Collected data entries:
-=-=-=-=-
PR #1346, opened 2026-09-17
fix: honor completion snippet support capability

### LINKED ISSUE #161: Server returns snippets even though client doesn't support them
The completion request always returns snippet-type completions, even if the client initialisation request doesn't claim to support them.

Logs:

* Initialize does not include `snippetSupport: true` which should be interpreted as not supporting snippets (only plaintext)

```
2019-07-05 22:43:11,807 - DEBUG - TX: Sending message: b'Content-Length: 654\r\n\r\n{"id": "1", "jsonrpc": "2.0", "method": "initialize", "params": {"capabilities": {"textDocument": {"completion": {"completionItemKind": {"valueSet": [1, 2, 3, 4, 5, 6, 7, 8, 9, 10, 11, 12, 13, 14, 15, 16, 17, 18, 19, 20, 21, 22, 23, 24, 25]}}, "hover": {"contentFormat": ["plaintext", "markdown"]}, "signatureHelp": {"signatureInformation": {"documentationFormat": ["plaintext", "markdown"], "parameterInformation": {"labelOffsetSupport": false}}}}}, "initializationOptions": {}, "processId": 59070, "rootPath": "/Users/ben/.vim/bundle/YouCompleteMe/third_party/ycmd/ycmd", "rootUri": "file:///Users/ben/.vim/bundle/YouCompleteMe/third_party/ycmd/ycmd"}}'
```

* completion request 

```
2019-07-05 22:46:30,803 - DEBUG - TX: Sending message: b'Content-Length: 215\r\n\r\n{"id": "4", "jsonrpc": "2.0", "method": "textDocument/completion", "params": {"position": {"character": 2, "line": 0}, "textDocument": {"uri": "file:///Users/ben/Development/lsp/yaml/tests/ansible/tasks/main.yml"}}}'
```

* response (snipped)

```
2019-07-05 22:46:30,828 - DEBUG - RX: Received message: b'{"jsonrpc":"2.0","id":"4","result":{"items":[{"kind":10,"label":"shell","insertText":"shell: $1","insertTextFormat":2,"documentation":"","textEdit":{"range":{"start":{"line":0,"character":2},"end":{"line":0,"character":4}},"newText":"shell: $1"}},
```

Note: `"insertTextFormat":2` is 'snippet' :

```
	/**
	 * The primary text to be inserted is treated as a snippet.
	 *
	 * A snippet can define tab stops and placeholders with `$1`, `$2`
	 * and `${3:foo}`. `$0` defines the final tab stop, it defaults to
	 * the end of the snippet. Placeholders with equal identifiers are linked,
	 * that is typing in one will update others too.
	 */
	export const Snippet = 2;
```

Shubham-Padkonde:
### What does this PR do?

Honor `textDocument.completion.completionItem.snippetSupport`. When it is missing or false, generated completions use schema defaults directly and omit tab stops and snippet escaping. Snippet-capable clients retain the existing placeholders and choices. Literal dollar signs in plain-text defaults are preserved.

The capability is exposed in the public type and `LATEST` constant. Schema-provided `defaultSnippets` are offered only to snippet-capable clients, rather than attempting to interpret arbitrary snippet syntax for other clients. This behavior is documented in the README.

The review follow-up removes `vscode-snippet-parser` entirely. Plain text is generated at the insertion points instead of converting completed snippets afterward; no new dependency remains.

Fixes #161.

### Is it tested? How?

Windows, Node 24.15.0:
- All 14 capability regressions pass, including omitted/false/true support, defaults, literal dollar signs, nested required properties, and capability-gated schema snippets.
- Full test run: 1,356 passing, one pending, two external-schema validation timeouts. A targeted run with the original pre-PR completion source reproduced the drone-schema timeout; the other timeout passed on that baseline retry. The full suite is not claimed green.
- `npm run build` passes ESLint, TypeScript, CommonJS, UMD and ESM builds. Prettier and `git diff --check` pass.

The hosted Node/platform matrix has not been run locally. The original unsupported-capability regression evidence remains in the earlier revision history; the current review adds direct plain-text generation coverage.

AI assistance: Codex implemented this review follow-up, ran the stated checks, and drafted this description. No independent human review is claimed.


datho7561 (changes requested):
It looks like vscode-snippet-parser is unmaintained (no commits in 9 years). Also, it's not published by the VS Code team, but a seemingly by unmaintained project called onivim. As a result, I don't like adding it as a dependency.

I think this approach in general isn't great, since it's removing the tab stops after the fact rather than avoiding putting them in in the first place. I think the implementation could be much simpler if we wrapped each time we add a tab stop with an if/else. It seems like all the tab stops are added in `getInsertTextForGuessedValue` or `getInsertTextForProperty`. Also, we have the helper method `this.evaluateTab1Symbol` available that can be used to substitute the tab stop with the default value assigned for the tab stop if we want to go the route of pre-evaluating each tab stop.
-=-=-=-=-
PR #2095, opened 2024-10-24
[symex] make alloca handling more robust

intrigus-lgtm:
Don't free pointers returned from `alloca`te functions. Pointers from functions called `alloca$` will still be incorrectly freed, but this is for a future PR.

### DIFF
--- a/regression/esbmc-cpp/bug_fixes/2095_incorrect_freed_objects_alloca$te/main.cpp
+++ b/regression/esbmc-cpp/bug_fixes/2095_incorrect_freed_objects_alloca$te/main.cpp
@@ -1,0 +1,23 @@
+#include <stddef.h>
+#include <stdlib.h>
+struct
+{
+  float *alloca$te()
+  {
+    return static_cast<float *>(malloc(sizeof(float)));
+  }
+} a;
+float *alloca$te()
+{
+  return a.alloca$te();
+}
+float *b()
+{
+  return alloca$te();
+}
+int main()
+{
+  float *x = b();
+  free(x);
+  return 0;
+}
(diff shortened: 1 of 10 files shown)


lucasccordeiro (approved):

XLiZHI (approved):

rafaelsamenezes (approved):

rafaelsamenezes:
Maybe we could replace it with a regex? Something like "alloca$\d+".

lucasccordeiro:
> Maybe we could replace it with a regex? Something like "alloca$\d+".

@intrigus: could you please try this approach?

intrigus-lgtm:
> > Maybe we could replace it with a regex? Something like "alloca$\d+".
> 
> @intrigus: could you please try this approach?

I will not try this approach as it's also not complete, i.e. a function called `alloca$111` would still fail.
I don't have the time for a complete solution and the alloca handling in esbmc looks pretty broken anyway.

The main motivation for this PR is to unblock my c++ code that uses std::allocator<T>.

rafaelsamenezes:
-=-=-=-=-
** Exercise instructions **
What lines in the entries above hold "could"? Copy every one.

** Answer to the exercise **
I think this approach in general isn't great, since it's removing the tab stops after the fact rather than avoiding putting them in in the first place. I think the implementation could be much simpler if we wrapped each time we add a tab stop with an if/else. It seems like all the tab stops are added in `getInsertTextForGuessedValue` or `getInsertTextForProperty`. Also, we have the helper method `this.evaluateTab1Symbol` available that can be used to substitute the tab stop with the default value assigned for the tab stop if we want to go the route of pre-evaluating each tab stop.
Maybe we could replace it with a regex? Something like "alloca$\d+".
> Maybe we could replace it with a regex? Something like "alloca$\d+".
@intrigus: could you please try this approach?
> > Maybe we could replace it with a regex? Something like "alloca$\d+".
> @intrigus: could you please try this approach?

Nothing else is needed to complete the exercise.